§ What is needed
In the records below, begin at the line containing "PR #1659, opened 2023-01-06" and end at the line containing "This does, however, greatly"; quote every line in that span exactly, including both boundary lines, and no others.

-- Opening Marker --

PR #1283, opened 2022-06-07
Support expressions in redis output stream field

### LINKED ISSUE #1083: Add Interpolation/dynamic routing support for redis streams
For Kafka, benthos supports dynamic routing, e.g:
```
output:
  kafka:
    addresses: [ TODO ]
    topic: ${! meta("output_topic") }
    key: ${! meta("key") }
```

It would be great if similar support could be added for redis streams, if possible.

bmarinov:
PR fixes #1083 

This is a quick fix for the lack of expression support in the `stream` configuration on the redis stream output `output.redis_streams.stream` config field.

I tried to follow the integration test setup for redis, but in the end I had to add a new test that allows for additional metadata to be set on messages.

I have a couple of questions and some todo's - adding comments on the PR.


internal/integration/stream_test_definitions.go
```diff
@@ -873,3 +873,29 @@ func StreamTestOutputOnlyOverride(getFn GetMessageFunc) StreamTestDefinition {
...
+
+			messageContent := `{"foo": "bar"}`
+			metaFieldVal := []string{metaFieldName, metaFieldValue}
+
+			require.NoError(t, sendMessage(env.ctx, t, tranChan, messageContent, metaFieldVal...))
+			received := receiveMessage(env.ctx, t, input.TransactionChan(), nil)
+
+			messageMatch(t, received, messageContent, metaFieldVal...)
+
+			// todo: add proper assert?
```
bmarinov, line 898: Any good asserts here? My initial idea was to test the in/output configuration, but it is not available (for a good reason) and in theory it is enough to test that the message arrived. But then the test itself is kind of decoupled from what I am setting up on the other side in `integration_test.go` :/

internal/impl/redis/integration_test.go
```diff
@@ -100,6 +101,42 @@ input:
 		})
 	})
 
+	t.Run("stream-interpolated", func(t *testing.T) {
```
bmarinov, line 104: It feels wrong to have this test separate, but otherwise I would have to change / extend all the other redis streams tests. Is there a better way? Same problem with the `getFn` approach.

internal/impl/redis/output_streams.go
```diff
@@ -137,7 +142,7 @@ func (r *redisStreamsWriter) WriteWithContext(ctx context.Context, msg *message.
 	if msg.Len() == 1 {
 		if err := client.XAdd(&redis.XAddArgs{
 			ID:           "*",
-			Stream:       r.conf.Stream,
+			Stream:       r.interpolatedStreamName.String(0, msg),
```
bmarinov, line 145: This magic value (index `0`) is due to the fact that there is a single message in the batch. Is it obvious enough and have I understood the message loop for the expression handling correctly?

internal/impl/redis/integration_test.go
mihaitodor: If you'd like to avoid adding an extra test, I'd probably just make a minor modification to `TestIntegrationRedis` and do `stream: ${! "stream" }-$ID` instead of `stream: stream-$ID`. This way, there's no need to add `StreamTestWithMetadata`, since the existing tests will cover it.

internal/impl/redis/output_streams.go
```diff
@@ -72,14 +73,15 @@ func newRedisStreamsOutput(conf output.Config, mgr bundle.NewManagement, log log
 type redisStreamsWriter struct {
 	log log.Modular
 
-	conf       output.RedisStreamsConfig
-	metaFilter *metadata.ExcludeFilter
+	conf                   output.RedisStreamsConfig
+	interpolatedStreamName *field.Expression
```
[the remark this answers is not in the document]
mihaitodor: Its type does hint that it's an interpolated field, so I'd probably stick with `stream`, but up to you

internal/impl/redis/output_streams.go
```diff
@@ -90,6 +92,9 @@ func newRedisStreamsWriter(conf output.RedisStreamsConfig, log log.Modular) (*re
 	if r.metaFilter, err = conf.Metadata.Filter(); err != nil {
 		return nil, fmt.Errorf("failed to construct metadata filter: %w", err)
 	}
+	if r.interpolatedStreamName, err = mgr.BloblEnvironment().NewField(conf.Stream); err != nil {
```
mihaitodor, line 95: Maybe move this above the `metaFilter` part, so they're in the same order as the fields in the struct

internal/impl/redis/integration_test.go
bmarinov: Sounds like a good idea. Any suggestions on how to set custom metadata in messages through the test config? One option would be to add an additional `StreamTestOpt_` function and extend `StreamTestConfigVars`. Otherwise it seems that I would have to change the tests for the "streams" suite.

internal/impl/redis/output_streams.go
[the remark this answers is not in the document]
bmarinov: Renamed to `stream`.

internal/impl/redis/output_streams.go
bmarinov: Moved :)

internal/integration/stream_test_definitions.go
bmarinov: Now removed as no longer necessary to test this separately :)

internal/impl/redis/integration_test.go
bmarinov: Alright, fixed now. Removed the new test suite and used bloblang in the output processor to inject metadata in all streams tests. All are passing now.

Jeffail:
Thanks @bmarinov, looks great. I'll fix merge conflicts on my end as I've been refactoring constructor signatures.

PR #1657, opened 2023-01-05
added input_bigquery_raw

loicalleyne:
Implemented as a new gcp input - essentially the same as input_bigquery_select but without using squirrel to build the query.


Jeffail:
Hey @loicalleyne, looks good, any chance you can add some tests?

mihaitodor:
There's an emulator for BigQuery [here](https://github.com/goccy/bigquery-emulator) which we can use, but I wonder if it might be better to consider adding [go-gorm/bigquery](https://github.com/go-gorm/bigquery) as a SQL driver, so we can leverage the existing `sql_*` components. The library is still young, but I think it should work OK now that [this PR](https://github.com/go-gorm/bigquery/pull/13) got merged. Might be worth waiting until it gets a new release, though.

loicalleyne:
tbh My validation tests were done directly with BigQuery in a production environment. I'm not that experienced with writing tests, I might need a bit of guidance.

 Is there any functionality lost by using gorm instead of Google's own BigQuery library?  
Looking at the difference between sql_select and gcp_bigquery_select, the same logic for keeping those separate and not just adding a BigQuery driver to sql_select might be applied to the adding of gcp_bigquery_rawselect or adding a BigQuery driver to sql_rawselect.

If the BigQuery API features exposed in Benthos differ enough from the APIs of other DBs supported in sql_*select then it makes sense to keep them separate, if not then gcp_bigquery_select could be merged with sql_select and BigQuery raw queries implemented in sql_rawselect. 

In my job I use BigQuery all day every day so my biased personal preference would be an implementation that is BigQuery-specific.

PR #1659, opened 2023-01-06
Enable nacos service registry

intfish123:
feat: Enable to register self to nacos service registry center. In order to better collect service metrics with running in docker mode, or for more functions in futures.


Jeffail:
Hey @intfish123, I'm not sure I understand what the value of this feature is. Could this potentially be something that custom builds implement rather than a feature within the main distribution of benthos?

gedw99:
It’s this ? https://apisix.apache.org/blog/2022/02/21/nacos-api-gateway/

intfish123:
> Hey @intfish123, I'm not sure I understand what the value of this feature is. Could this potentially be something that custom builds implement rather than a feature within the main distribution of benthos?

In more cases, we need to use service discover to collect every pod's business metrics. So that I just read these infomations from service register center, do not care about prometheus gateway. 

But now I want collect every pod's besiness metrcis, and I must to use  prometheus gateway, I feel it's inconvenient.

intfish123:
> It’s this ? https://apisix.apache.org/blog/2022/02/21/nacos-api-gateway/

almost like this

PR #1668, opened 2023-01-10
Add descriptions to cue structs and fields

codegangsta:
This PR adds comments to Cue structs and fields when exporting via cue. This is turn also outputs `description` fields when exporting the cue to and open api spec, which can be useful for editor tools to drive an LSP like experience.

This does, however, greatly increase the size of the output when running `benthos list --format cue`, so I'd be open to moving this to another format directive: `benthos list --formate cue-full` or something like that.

-- Closing Marker --
-- Opening Marker --

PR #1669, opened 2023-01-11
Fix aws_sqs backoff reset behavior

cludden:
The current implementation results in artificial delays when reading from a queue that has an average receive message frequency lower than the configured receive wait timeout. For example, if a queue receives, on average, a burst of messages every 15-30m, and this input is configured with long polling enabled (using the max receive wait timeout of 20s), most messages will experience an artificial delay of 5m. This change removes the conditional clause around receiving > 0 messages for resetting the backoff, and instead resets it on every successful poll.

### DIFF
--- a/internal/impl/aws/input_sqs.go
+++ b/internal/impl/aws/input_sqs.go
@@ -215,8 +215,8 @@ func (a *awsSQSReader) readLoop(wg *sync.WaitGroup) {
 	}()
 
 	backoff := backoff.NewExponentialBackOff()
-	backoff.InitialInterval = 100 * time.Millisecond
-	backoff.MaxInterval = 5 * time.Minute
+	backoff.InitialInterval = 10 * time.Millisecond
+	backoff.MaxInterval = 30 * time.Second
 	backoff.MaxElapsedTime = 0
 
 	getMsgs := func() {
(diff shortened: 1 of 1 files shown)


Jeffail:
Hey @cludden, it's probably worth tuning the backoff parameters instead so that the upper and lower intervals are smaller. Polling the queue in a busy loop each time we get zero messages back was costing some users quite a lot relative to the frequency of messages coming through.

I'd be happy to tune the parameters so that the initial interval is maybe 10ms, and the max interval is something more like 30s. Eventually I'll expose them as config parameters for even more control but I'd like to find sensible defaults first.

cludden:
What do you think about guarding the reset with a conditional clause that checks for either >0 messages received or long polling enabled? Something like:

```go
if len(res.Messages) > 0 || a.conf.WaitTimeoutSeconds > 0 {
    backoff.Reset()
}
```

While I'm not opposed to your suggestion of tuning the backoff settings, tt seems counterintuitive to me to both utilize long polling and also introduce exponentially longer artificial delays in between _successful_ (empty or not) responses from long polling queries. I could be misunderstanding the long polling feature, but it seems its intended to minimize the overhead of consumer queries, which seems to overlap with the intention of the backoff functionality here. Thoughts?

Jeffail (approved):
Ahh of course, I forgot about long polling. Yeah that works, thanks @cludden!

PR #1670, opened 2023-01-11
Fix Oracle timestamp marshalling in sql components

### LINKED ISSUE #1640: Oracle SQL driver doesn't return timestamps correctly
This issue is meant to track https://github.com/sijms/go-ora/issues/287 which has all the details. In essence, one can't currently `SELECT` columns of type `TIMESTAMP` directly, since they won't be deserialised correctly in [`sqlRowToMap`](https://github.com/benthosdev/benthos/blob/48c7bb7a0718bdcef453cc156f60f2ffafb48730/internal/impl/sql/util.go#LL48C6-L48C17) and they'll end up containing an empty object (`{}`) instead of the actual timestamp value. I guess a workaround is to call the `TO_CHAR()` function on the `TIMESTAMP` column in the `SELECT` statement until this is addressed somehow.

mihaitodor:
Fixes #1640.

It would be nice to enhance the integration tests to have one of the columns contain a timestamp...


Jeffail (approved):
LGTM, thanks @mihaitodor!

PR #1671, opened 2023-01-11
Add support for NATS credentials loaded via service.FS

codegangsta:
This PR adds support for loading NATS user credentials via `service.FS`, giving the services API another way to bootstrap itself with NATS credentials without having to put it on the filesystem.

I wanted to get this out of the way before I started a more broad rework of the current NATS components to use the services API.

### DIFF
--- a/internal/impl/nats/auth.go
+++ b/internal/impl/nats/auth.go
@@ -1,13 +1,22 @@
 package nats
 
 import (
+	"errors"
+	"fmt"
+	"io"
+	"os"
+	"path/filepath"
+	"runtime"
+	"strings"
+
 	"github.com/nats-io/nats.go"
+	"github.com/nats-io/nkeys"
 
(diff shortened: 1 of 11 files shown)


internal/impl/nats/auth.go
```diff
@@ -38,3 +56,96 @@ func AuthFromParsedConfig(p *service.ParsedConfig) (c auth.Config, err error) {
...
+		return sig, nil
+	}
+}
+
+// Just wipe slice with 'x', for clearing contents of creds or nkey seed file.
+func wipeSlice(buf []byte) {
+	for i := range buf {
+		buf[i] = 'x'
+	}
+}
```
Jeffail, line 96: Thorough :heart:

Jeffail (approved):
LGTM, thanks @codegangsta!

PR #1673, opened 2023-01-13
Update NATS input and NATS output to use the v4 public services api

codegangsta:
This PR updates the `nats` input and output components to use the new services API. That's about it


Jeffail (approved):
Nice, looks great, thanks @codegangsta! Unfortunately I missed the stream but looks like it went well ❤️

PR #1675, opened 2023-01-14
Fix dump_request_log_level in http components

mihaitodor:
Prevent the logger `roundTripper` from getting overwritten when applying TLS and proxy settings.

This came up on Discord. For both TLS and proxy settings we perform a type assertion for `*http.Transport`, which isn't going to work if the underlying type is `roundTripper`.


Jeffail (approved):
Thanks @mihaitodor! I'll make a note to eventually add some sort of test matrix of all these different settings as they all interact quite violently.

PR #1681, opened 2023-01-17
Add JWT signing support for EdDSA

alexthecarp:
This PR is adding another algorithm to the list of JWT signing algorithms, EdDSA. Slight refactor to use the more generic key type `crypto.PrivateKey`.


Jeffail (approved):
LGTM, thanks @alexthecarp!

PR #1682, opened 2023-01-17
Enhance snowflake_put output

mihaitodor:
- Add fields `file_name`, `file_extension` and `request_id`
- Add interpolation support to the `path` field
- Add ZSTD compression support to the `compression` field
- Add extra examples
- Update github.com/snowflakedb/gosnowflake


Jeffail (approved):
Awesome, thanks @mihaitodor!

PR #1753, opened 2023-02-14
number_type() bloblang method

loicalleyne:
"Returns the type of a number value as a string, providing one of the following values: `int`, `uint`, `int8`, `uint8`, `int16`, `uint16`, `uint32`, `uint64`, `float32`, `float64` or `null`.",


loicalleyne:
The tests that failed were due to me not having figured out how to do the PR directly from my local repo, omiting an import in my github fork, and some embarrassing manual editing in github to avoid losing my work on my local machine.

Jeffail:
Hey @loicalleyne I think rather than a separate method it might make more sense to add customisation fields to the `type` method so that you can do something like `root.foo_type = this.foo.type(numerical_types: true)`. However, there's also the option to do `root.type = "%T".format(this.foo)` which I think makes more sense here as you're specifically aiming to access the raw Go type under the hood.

-- Closing Marker --

§ Written response
PR #1659, opened 2023-01-06
Enable nacos service registry

intfish123:
feat: Enable to register self to nacos service registry center. In order to better collect service metrics with running in docker mode, or for more functions in futures.


Jeffail:
Hey @intfish123, I'm not sure I understand what the value of this feature is. Could this potentially be something that custom builds implement rather than a feature within the main distribution of benthos?

gedw99:
It’s this ? https://apisix.apache.org/blog/2022/02/21/nacos-api-gateway/

intfish123:
> Hey @intfish123, I'm not sure I understand what the value of this feature is. Could this potentially be something that custom builds implement rather than a feature within the main distribution of benthos?

In more cases, we need to use service discover to collect every pod's business metrics. So that I just read these infomations from service register center, do not care about prometheus gateway. 

But now I want collect every pod's besiness metrcis, and I must to use  prometheus gateway, I feel it's inconvenient.

intfish123:
> It’s this ? https://apisix.apache.org/blog/2022/02/21/nacos-api-gateway/

almost like this

PR #1668, opened 2023-01-10
Add descriptions to cue structs and fields

codegangsta:
This PR adds comments to Cue structs and fields when exporting via cue. This is turn also outputs `description` fields when exporting the cue to and open api spec, which can be useful for editor tools to drive an LSP like experience.

This does, however, greatly increase the size of the output when running `benthos list --format cue`, so I'd be open to moving this to another format directive: `benthos list --formate cue-full` or something like that.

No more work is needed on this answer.